— Records for processing —
PR #3983, opened 2020-12-10
Bug fix in sea ice coupling to freezing temperature

proteanplanet:
Bug fix in sea ice coupling file to use the same freezing temperature as in the main MPAS-SeaIce code according to the flag 'mushy', 'linear_salt' or the default -1.8 Celsius.

[non-BFB]

### DIFF
--- a/components/mpas-seaice/driver/ice_comp_mct.F
+++ b/components/mpas-seaice/driver/ice_comp_mct.F
@@ -57,8 +57,9 @@ module ice_comp_mct
    use seaice_time_integration
    use seaice_error, only: seaice_check_critical_error
 
-   use ice_constants_colpkg, only: &
-       Tffresh
+   use ice_constants_colpkg, only: Tffresh
+
+   use ice_colpkg, only: colpkg_sea_freezing_temperature
 
 !
 ! !PUBLIC MEMBER FUNCTIONS:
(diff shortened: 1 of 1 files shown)


akturner:
@proteanplanet: Does the ocean use the same freezing temperature as the sea ice? If not is this an issue?

xylar:
@akturner, @proteanplanet and I made sure they're the same: https://github.com/E3SM-Project/E3SM/pull/3861

proteanplanet:
> @proteanplanet: Does the ocean use the same freezing temperature as the sea ice? If not is this an issue?

Yes, the ocean is using the same freezing temperature as the 'mushy' option now.  This was fixed in MPAS-Ocean PRs as per Xylar's comment.

akturner (approved):

components/mpas-seaice/driver/ice_comp_mct.F
```diff
@@ -2050,9 +2054,6 @@ subroutine ice_import_mct(x2i_i, errorCode)!{{{
 !-----------------------------------------------------------------------
       do i = 1, nCellsSolve
         seaSurfaceTemperature(i)  = seaSurfaceTemperature(i) - seaiceFreshWaterFreezingPoint
-        seaFreezingTemperature(i) = -1.8_RKIND                 ! hardwired for NCOM
```
rljacob, line 2053: NCOM?  Wow that's old.

njeffery:
Verified changes. GCASE build and submission was successful.

rljacob (approved):

jonbob:
no corresponding bug to fix (issue to close) so I removed that label

jonbob:
merged to next

vanroekel:
@jonbob @proteanplanet sorry for the delay here, this will be a nonBFB PR but I'm approving this for integration for WC v2. It looks like what we discussed.

components/mpas-seaice/driver/ice_comp_mct.F
proteanplanet: I know. I was surprised to see it here.

jonbob:
merged to master and expected DIFFs blessed -- except that sandiatoss3 hasn't reported yet and there should be DIFFs there as well

jonbob:
blesses for sandiatoss3 DIFFs are also requested

PR #3985, opened 2020-12-11
Support for ne30np4pg2 in ELM

bishtgautam:
- Adds mapping files for ne30np4pg2
- Adds surface dataset for ne30np4pg2 for 1850 and 2000

[BFB]

### DIFF
--- a/cime_config/config_grids.xml
+++ b/cime_config/config_grids.xml
@@ -1174,6 +1174,56 @@
       <mask>oEC60to30v3</mask>
     </model_grid>
 
+    <model_grid alias="ne30pg2_oECv3_ICG" compset="(EAM.+ELM.+MPASO%SPUNUP)">
+      <grid name="atm">ne30np4.pg2</grid>
+      <grid name="lnd">ne30np4.pg2</grid>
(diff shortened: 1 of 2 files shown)


bishtgautam:
The newly generated surface datasets have been uploaded to the E3SM inputdata server.

rljacob:
What were the pg2 runs using before this?

jonbob:
@rljacob - before this we were using the trigrid approach when atm was on ne30pg2, so lnd was running on r05

jonbob:
Thanks @bishtgautam - we'll make a longer test run over the weekend

jonbob:
I added grid configuration support for this new ELM file, so it can run with a variety of ocn/ice v2 meshes

jonbob (approved):
Test case ran one month smoke test out-of-the box

jonbob:
@bishtgautam - can you please merge this soon? I think it will be necessary for the v2 configurations. Thanks!

bishtgautam:
Sorry, for dropping the ball on this. I will merge this PR in a few hours.

PR #3998, opened 2020-12-20
Change optimizations of modal_aero_calcsize.F90 to -O1 for Compy's PGI

singhbalwinder:
In prepration for the PR which refactors calcsize,
modal_aero_calcsize.F90 needs to be compiled with level 1 optimizations
(-O1). This applies only to the PGI compiler. GNU and Intel work fine
 with the default optimizations. Further investigations show that if we
use just the "-nofma" flag (no "fused multiply and add" optimization),
the results stay BFB. "-O1" optimizations implies "-nofma", so compiling
with -O1 is also sufficient for maintaing BFB answers with the PGI
compiler.

[Non-BFB] for compy's PGI compiler only


jgfouca (approved):

wlin7:
Merged to next.

wlin7:
Compy diffs blessed;merged to master.

PR #4000, opened 2020-12-21
Update ocean/seaice defaults for wc

vanroekel:
This PR makes the ocean and seaice configurations identical to water cycle v2 simulations out of the box.

[NML]
[non-BFB]


jonbob (approved):
Looks exactly like the settings in 20201217.beta1_01.piControlSI.compy

proteanplanet (approved):
This review is to approve only the sea ice changes, and I have requested @jonbob to review this with the added changes to MPAS-SI defaults.

vanroekel:
@jonbob I've modified the PR to affect the EC30to60E2r2 only on the ocean side.  Please double check my changes

proteanplanet:
@jonbob @vanroekel: I, too, can just make sure that EC30to60E2r2  is affected here, if you would like?

jonbob (approved):
Looks perfect. I'll get it merged right away. Thanks to you both

jonbob:

PR #4210, opened 2021-04-08
Add script support for ECwISC30to60E2r1 ocn/ice grid

darincomeau:
Brings in support for the new ECwISC30to60E2r1 ocn/ice grid, which is the Cryosphere v2 low-resolution configuration. This includes all necessary mapping, runoff, and domain files for the following configurations:

ne30pg2_ECwISC30to60E2r1
T62_ECwISC30to60E2r1 (CORE-forced)
TL319_ECwISC30to60E2r1 (JRA-forced)

All mapping/domain/grid files have been placed in the E3SM public inputdata directory and are world-readable.

I've run 5 day smoke tests on the following compset/resolution configurations on Anvil:

`CRYO1850.ne30pg2_ECwISC30to60E2r1`
`GMPAS-JRA1p4-DIB-ISMF.TL319_ECwISC30to60E2r1`
`GMPAS-DIB-IAF-ISMF.T62_ECwISC30to60E2r1`

`WCYCL1850.ne30pg2_ECwISC30to60E2r1`
`GMPAS-IAF.T62_ECwISC30to60E2r1`

This mesh is similar to the `EC30to60E2r2` mesh, except this mesh includes Antarctic ice-shelf cavities, and uses GEBCO bathymetry.

### DIFF
--- a/cime_config/config_grids.xml
+++ b/cime_config/config_grids.xml
@@ -2722,7 +2722,7 @@
       <nx>237984</nx>
       <ny>1</ny>
       <file grid="ice|ocn">$DIN_LOC_ROOT/share/domains/domain.ocn.ECwISC30to60E2r1.201007.nc</file>
-      <desc>ECwISC30to60E2r1 is a MPAS ocean grid generated with the jigsaw/compass process using the eddy closure density function that is roughly comparable to the pop 1 degree resolution:</desc>
+      <desc>ECwISC30to60E2r1 is a MPAS ocean grid generated with the jigsaw/compass process using the eddy closure density function that has 30 km gridcells at the equator, 60 km at mid-latitudes, and 35 km at high latitudes. Additionally, it has ocean under landice cavities:</desc>
     </domain>
 
     <!-- ROF (river) grids-->
@@ -3180,7 +3180,7 @@
 
     <gridmap atm_grid="ne30np4.pg2" ocn_grid="ECwISC30to60E2r1">
       <map name="ATM2OCN_FMAPNAME">cpl/gridmaps/ne30pg2/map_ne30pg2_to_ECwISC30to60E2r1_mono.201006.nc</map>
-      <map name="ATM2OCN_VMAPNAME">cpl/gridmaps/ne30pg2/map_ne30pg2_to_ECwISC30to60E2r1_mono.201006.nc</map>
+      <map name="ATM2OCN_VMAPNAME">cpl/gridmaps/ne30pg2/map_ne30pg2_to_ECwISC30to60E2r1_bilin.210409.nc</map>
       <map name="ATM2OCN_SMAPNAME">cpl/gridmaps/ne30pg2/map_ne30pg2_to_ECwISC30to60E2r1-nomask_bilin.201006.nc</map>
       <map name="OCN2ATM_FMAPNAME">cpl/gridmaps/ECwISC30to60E2r1/map_ECwISC30to60E2r1-nomask_to_ne30pg2_mono.201006.nc</map>
       <map name="OCN2ATM_SMAPNAME">cpl/gridmaps/ECwISC30to60E2r1/map_ECwISC30to60E2r1-nomask_to_ne30pg2_mono.201006.nc</map>
--- a/cime_config/config_grids.xml
+++ b/cime_config/config_grids.xml
@@ -450,6 +450,16 @@
       <mask>SOwISC12to60E2r4</mask>
     </model_grid>
 
+    <model_grid alias="T62_ECwISC30to60E2r1" compset="(DATM|XATM|SATM)">
+      <grid name="atm">T62</grid>
+      <grid name="lnd">T62</grid>
+      <grid name="ocnice">ECwISC30to60E2r1</grid>
+      <grid name="rof">rx1</grid>
+      <grid name="glc">null</grid>
+      <grid name="wav">null</grid>
+      <mask>ECwISC30to60E2r1</mask>
+    </model_grid>
+
     <model_grid alias="TL319_oEC60to30v3" compset="(DATM|XATM|SATM)">
       <grid name="atm">TL319</grid>
       <grid name="lnd">TL319</grid>
@@ -538,6 +548,16 @@
       <grid name="glc">null</grid>
       <grid name="wav">null</grid>
       <mask>SOwISC12to60E2r4</mask>
+    </model_grid>
+
+    <model_grid alias="TL319_ECwISC30to60E2r1" compset="(DATM|XATM|SATM)">
+      <grid name="atm">TL319</grid>
+      <grid name="lnd">TL319</grid>
+      <grid name="ocnice">ECwISC30to60E2r1</grid>
+      <grid name="rof">JRA025</grid>
+      <grid name="glc">null</grid>
+      <grid name="wav">null</grid>
+      <mask>ECwISC30to60E2r1</mask>
     </model_grid>
 
     <!-- finite volume grids -->
@@ -1202,6 +1222,16 @@
       <grid name="glc">null</grid>
       <grid name="wav">null</grid>
       <mask>SOwISC12to60E2r4</mask>
+    </model_grid>
+
+    <model_grid alias="ne30pg2_ECwISC30to60E2r1">
+      <grid name="atm">ne30np4.pg2</grid>
+      <grid name="lnd">ne30np4.pg2</grid>
+      <grid name="ocnice">ECwISC30to60E2r1</grid>
+      <grid name="rof">r05</grid>
+      <grid name="glc">null</grid>
+      <grid name="wav">null</grid>
+      <mask>ECwISC30to60E2r1</mask>
     </model_grid>
 
     <model_grid alias="northamericax4v1_r0125_northamericax4v1" compset="(DOCN|XOCN|SOCN|AQP1)">
@@ -2263,6 +2293,7 @@
       <file grid="atm|lnd" mask="WC14to60E2r3">$DIN_LOC_ROOT/share/domains/domain.lnd.T62_WC14to60E2r3.200929.nc</file>
       <file grid="atm|lnd" mask="WCAtl12to45E2r4">$DIN_LOC_ROOT/share/domains/domain.lnd.T62_WCAtl12to45E2r4.210318.nc</file>
       <file grid="atm|lnd" mask="SOwISC12to60E2r4">$DIN_LOC_ROOT/share/domains/domain.lnd.T62_SOwISC12to60E2r4.210119.nc</file>
+      <file grid="atm|lnd" mask="ECwISC30to60E2r1">$DIN_LOC_ROOT/share/domains/domain.lnd.T62_ECwISC30to60E2r1.201007.nc</file>
       <desc>T62 is Gaussian grid:</desc>
     </domain>
 
@@ -2301,6 +2332,8 @@
       <file grid="ice|ocn" mask="WCAtl12to45E2r4">$DIN_LOC_ROOT/share/domains/domain.ocn.TL319_WCAtl12to45E2r4.210318.nc</file>
       <file grid="atm|lnd" mask="SOwISC12to60E2r4">$DIN_LOC_ROOT/share/domains/domain.lnd.TL319_SOwISC12to60E2r4.210119.nc</file>
       <file grid="ice|ocn" mask="SOwISC12to60E2r4">$DIN_LOC_ROOT/share/domains/domain.ocn.TL319_SOwISC12to60E2r4.210119.nc</file>
+      <file grid="atm|lnd" mask="ECwISC30to60E2r1">$DIN_LOC_ROOT/share/domains/domain.lnd.TL319_ECwISC30to60E2r1.201007.nc</file>
+      <file grid="ice|ocn" mask="ECwISC30to60E2r1">$DIN_LOC_ROOT/share/domains/domain.ocn.TL319_ECwISC30to60E2r1.201007.nc</file>
       <desc>TL319 is JRA lat/lon grid:</desc>
     </domain>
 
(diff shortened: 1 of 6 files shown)


darincomeau:
Here are  more details on the generation of the initial conditions:

The original mesh file `ocean.ECwISC30to60E2r1.200916.nc` was not fully dynamically adjusted, and would crash after 12 hours of simulation time.

A five day GMPAS-IAF case was run using `ocean.ECwISC30to60E2r1.210407.nc` as input with `config_rayleigh_friction = .true.`. The ocn/ice restarts at the end of this run were used to create `ocean.ECwISC30to60E2r1.200916.nc`, `seaice.ECwISC30to60E2r1.200916.nc`, which are dynamically adjusted (as determined by their ability to stably run with default settings). These are set as the non-spunup, cold-start ICs. To avoid confusion, I renamed `ocean.ECwISC30to60E2r1.210407.nc` > `ocean.ECwISC30to60E2r1.noDynamicAdjustment.210407.nc` in the inputdata directory.

`ocean.ECwISC30to60E2r1.210407.nc` and `seaice.ECwISC30to60E2r1.210407.nc` were then used as ICs for a one month `GMPAS-DIB-IAF-ISMF` case. The restarts from that were used to create the spun-up ICs `mpaso.ECwISC30to60E2r1.rstFromG-anvil.210408.nc`, `mpassi.ECwISC30to60E2r1.rstFromG-anvil.210408.nc`. The `GMPAS-DIB-IAF-ISMF` compset was used for this one month spinup to ensure the restarts would have all required fields to be used as ICs for configurations with active ISMF & DIB.

cime_config/config_grids.xml
```diff
@@ -2683,6 +2718,13 @@
       <desc>SOwISC12to60E2r4 is a MPAS ice/ocean grid with enhanced resolution of 12km in the Southern Ocean around Antarctica. The high resolution regions smoothly transition to the background resolution of the standard low resolution 60to30km grid:</desc>
     </domain>
 
+    <domain name="ECwISC30to60E2r1">
+      <nx>237984</nx>
+      <ny>1</ny>
+      <file grid="ice|ocn">$DIN_LOC_ROOT/share/domains/domain.ocn.ECwISC30to60E2r1.201007.nc</file>
+      <desc>ECwISC30to60E2r1 is a MPAS ocean grid generated with the jigsaw/compass process using the eddy closure density function that is roughly comparable to the pop 1 degree resolution:</desc>
```
xylar, line 2725:
```suggestion
      <desc>ECwISC30to60E2r1 is a MPAS ocean grid generated with the jigsaw/compass process using the eddy closure density function that is roughly comparable to a uniform 0.5 degree resolution:</desc>
```

For one thing, the comparison to POP seems increasingly irrelevant.  For another, the resolution is about 2x a POP 1 degree grid.  I also wonder if we should be giving some description of where the higher and lower res regions are as the previous EC grids did, but don't have strong feelings about it.

cime_config/config_grids.xml
```diff
@@ -3136,6 +3178,14 @@
       <map name="OCN2ATM_SMAPNAME">cpl/gridmaps/SOwISC12to60E2r4/map_SOwISC12to60E2r4-nomask_to_ne30pg2_mono.210119.nc</map>
     </gridmap>
 
+    <gridmap atm_grid="ne30np4.pg2" ocn_grid="ECwISC30to60E2r1">
+      <map name="ATM2OCN_FMAPNAME">cpl/gridmaps/ne30pg2/map_ne30pg2_to_ECwISC30to60E2r1_mono.201006.nc</map>
+      <map name="ATM2OCN_VMAPNAME">cpl/gridmaps/ne30pg2/map_ne30pg2_to_ECwISC30to60E2r1_mono.201006.nc</map>
```
xylar, line 3183: Should this be:
```suggestion
      <map name="ATM2OCN_VMAPNAME">cpl/gridmaps/ne30pg2/map_ne30pg2_to_ECwISC30to60E2r1_bilin.201006.nc</map>
```
This seems to be the case for both `EC30to60E2r2` and `SOwISC12to60E2r4`.

xylar: See this discussion on this meeting page:
https://acme-climate.atlassian.net/wiki/spaces/ECG/pages/2350776353/2-17-2021+Cryosphere+Simulation+Campaign

I think the same applies to all meshes.  Atmospheric velocities should not be interpolated with `mono`/`aave`/`conserve`, but rather with `bilin` or even better something higher order once that's a standard option (e.g. with `mbtempest`).

xylar: The other `ATM2OCN_VMAPNAME` mapping files are `patch`.  I'm not sure what that is, but it's also used for other meshes so I guess it must be non-conservative?

xylar:
@darincomeau, by inspection, everything looks good except possibly the 2 things I commented on.  Are there some tests you suggest I run with this branch?  If so I'm happy to.

cime_config/config_grids.xml
darincomeau: Yes this was clearly a "copy and lightly modify from a similar grid" job on my part. I removed the POP reference and added the description of where the higher and lower res regions were. I don't want to refer to this as comparable to a 0.5 degree grid since previous similar grids refer to a comparable 1 degree grid (while neither are really accurate), so I think resolution description is explicit enough for here. Let me know if you agree (or not!).

cime_config/config_grids.xml
darincomeau: Thanks for catching this @xylar - you're right this certainly should be changed. I've made this new `bilin` mapping file and made the change.

darincomeau:
@xylar if you wouldn't mind running a case with the compset `CRYO1850` and grid  `ne30pg2_ECwISC30to60E2r1`, that would be great.

cime_config/config_grids.xml
```diff
@@ -2683,6 +2718,13 @@
       <desc>SOwISC12to60E2r4 is a MPAS ice/ocean grid with enhanced resolution of 12km in the Southern Ocean around Antarctica. The high resolution regions smoothly transition to the background resolution of the standard low resolution 60to30km grid:</desc>
     </domain>
 
+    <domain name="ECwISC30to60E2r1">
+      <nx>237984</nx>
+      <ny>1</ny>
+      <file grid="ice|ocn">$DIN_LOC_ROOT/share/domains/domain.ocn.ECwISC30to60E2r1.201007.nc</file>
+      <desc>ECwISC30to60E2r1 is a MPAS ocean grid generated with the jigsaw/compass process using the eddy closure density function that has 30 km gridcells at the equator, 60 km at mid-latitudes, and 35 km at high latitudes. Additionally, it has ocean under landice cavities:</desc>
```
xylar, line 2725:
```suggestion
      <desc>ECwISC30to60E2r1 is a MPAS ocean grid generated with the jigsaw/compass process using the eddy closure density function that has 30 km gridcells at the equator, 60 km at mid-latitudes, and 35 km at high latitudes. Additionally, it has ocean in ice-shelf cavities:</desc>
```
I don't think "landice cavities" are really a thing.  And The ocean is in the cavities, under ice shelves so it either needs to be "in ice-shelf cavities" or "under ice shelves".

darincomeau: Another 'copy from elsewhere' job - thanks for noticing, I've made the suggested change.

xylar: Ah, I see!  I'll resist the urge to use the "blame" GitHub feature...

xylar (approved):
With some coaching from @darincomeau, I was able to run a 5-day test with this compset on Chrysalis.  Seems to work just fine!

cime_config/config_grids.xml
```diff
@@ -3136,6 +3178,14 @@
       <map name="OCN2ATM_SMAPNAME">cpl/gridmaps/SOwISC12to60E2r4/map_SOwISC12to60E2r4-nomask_to_ne30pg2_mono.210119.nc</map>
     </gridmap>
 
+    <gridmap atm_grid="ne30np4.pg2" ocn_grid="ECwISC30to60E2r1">
+      <map name="ATM2OCN_FMAPNAME">cpl/gridmaps/ne30pg2/map_ne30pg2_to_ECwISC30to60E2r1_mono.201006.nc</map>
+      <map name="ATM2OCN_VMAPNAME">cpl/gridmaps/ne30pg2/map_ne30pg2_to_ECwISC30to60E2r1_bilin.210409.nc</map>
+      <map name="ATM2OCN_SMAPNAME">cpl/gridmaps/ne30pg2/map_ne30pg2_to_ECwISC30to60E2r1-nomask_bilin.201006.nc</map>
+      <map name="OCN2ATM_FMAPNAME">cpl/gridmaps/ECwISC30to60E2r1/map_ECwISC30to60E2r1-nomask_to_ne30pg2_mono.201006.nc</map>
+      <map name="OCN2ATM_SMAPNAME">cpl/gridmaps/ECwISC30to60E2r1/map_ECwISC30to60E2r1-nomask_to_ne30pg2_mono.201006.nc</map>
```
stephenprice, line 3186: Does it matter that the ocn -> atm state mapping file is conservative while the atm -> ocn state mapping file is not (the former is mono while the latter is just bilinear)? I.e., should those two directions be using a mapping file w/ the same properties for any reason?

cime_config/config_grids.xml
```diff
@@ -3814,6 +3864,14 @@
       <map name="OCN2ATM_SMAPNAME">cpl/gridmaps/SOwISC12to60E2r4/map_SOwISC12to60E2r4_to_T62_aave.210119.nc</map>
     </gridmap>
 
+    <gridmap atm_grid="T62" ocn_grid="ECwISC30to60E2r1">
+      <map name="ATM2OCN_FMAPNAME">cpl/gridmaps/T62/map_T62_to_ECwISC30to60E2r1_aave.201006.nc</map>
+      <map name="ATM2OCN_SMAPNAME">cpl/gridmaps/T62/map_T62_to_ECwISC30to60E2r1-nomask_bilin.201006.nc</map>
+      <map name="ATM2OCN_VMAPNAME">cpl/gridmaps/T62/map_T62_to_ECwISC30to60E2r1_patch.201006.nc</map>
+      <map name="OCN2ATM_FMAPNAME">cpl/gridmaps/ECwISC30to60E2r1/map_ECwISC30to60E2r1_to_T62_aave.201006.nc</map>
+      <map name="OCN2ATM_SMAPNAME">cpl/gridmaps/ECwISC30to60E2r1/map_ECwISC30to60E2r1_to_T62_aave.201006.nc</map>
```
stephenprice, line 3872: same comment as above w.r.t. differing types of mapping file use for to / from state

cime_config/config_grids.xml
```diff
@@ -3886,6 +3944,14 @@
       <map name="OCN2ATM_SMAPNAME">cpl/gridmaps/SOwISC12to60E2r4/map_SOwISC12to60E2r4_to_TL319_aave.210119.nc</map>
     </gridmap>
 
+    <gridmap atm_grid="TL319" ocn_grid="ECwISC30to60E2r1">
+      <map name="ATM2OCN_FMAPNAME">cpl/gridmaps/TL319/map_TL319_to_ECwISC30to60E2r1_aave.201006.nc</map>
+      <map name="ATM2OCN_SMAPNAME">cpl/gridmaps/TL319/map_TL319_to_ECwISC30to60E2r1-nomask_bilin.201006.nc</map>
+      <map name="ATM2OCN_VMAPNAME">cpl/gridmaps/TL319/map_TL319_to_ECwISC30to60E2r1_patch.201006.nc</map>
+      <map name="OCN2ATM_FMAPNAME">cpl/gridmaps/ECwISC30to60E2r1/map_ECwISC30to60E2r1_to_TL319_aave.201006.nc</map>
+      <map name="OCN2ATM_SMAPNAME">cpl/gridmaps/ECwISC30to60E2r1/map_ECwISC30to60E2r1_to_TL319_aave.201006.nc</map>
```
stephenprice, line 3952: same comment as above w.r.t. differing types of mapping file use for to / from state

components/mpas-seaice/bld/namelist_files/namelist_defaults_mpassi.xml
```diff
@@ -76,11 +77,13 @@
 <config_initial_latitude_north ice_grid="oEC60to30v3wLI">75.0</config_initial_latitude_north>
 <config_initial_latitude_north ice_grid="ECwISC30to60E1r2">75.0</config_initial_latitude_north>
 <config_initial_latitude_north ice_grid="SOwISC12to60E2r4">85.0</config_initial_latitude_north>
+<config_initial_latitude_north ice_grid="ECwISC30to60E2r1">85.0</config_initial_latitude_north>
```
stephenprice, line 80: Should this be 75.0 to be consistent w/ ECwISC30to60E1r2?

components/mpas-seaice/bld/namelist_files/namelist_defaults_mpassi.xml
```diff
@@ -76,11 +77,13 @@
...
 <config_initial_latitude_north ice_grid="oRRS30to10v3wLI">85.0</config_initial_latitude_north>
 <config_initial_latitude_south>-60.0</config_initial_latitude_south>
 <config_initial_latitude_south ice_grid="oEC60to30v3wLI">-75.0</config_initial_latitude_south>
 <config_initial_latitude_south ice_grid="ECwISC30to60E1r2">-75.0</config_initial_latitude_south>
 <config_initial_latitude_south ice_grid="SOwISC12to60E2r4">-85.0</config_initial_latitude_south>
+<config_initial_latitude_south ice_grid="ECwISC30to60E2r1">-85.0</config_initial_latitude_south>
```
stephenprice, line 86: as above, should this be -75.0 to be consistent w/ ECwISC30to60E1r2?

stephenprice (approved):
The only thing I didn't look at too carefully here was the buildnml additions (probably redundant if Xylar already tested, but I can also check to make sure all the necessary files are there).

components/mpas-seaice/bld/namelist_files/namelist_defaults_mpassi.xml
darincomeau: @stephenprice I suppose this should be something we decide on, so thanks for pointing this out. I put this at +/- 85 to be consistent with the SORRM grid for v2 runs, which I was basing on discussions from v1 that the smaller disk was better in some way. I'm open to reverting this back to +/- 75, but I should redo the spun up ICs used for B-cases to be consistent with that.

stephenprice: I'm not sure if it's important enough to redo initial conditions. Maybe the consensus is that the initial lats. for sea ice should be narrower going forward?

darincomeau: @stephenprice thinking more on this, I think we should just stick to +/- 75. I can't recall a consensus reach on moving to +/- 85. Note these default sea ice ICs are only used for G-cases, as the B-cases point to 1 month restarts from a G-case. I just checked the `SOwISC12to60E2r4` restartFromG ICs I generated and those also used +/- 75, so I should make that correction for that grid in a separate PR.

darincomeau:
Per comment from @stephenprice , I'm going to change the default sea ice 'cold start' initial condition bounds from +/- 85 > +/- 75, to be consistent with other grids. I've added the Do Not Merge label until I've generated these files.

darincomeau:
I've updated the default sea ice initial condition latitude bounds to be +/- 75, consistent with other grids. I've regenerated the cold start (but dynamically adjusted) initial conditions and spun up initial conditions from one month G-case restarts using the corrected sea ice initial condition defaults, and removed the previous versions from the inputdata directory.

Removed the Do not merge tag; this PR is ready to resume review.

darincomeau:
@stephenprice , @xylar , I see you've already approved, but since I've changed the initial condition, could I ask someone else to run a test case with this grid and the `CRYO1850` compset?

xylar:
@darincomeau, I'll be happy to rurun my testing tomorrow.  If you need it done today, maybe @stephenprice can give it a go?

darincomeau:
@xylar tomorrow would be fine - thanks!

jonbob:
@xylar - did you have a chance to retest? Or should I?

xylar:
@jonbob, sorry for the delay.  My test just finished and was successful!

xylar:
Results are in:
```
/lcrc/group/e3sm/ac.xylar/scratch/chrys/20210415.CRYO1850.ne30pg2_ECwISC30to60E2r1.chrysalis/
```

jonbob (approved):
Approved based on visual inspection and developer testing

jonbob:
merged to next, running quick sanity tests

jonbob:
test merge passed SMS_P480.T62_ECwISC30to60E2r1.GMPAS-IAF.anvil_intel

jonbob:
merged to master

— Your task —
Go through the data above and copy each line in which "running" appears.

— Task result —
@rljacob - before this we were using the trigrid approach when atm was on ne30pg2, so lnd was running on r05
@xylar if you wouldn't mind running a case with the compset `CRYO1850` and grid  `ne30pg2_ECwISC30to60E2r1`, that would be great.
merged to next, running quick sanity tests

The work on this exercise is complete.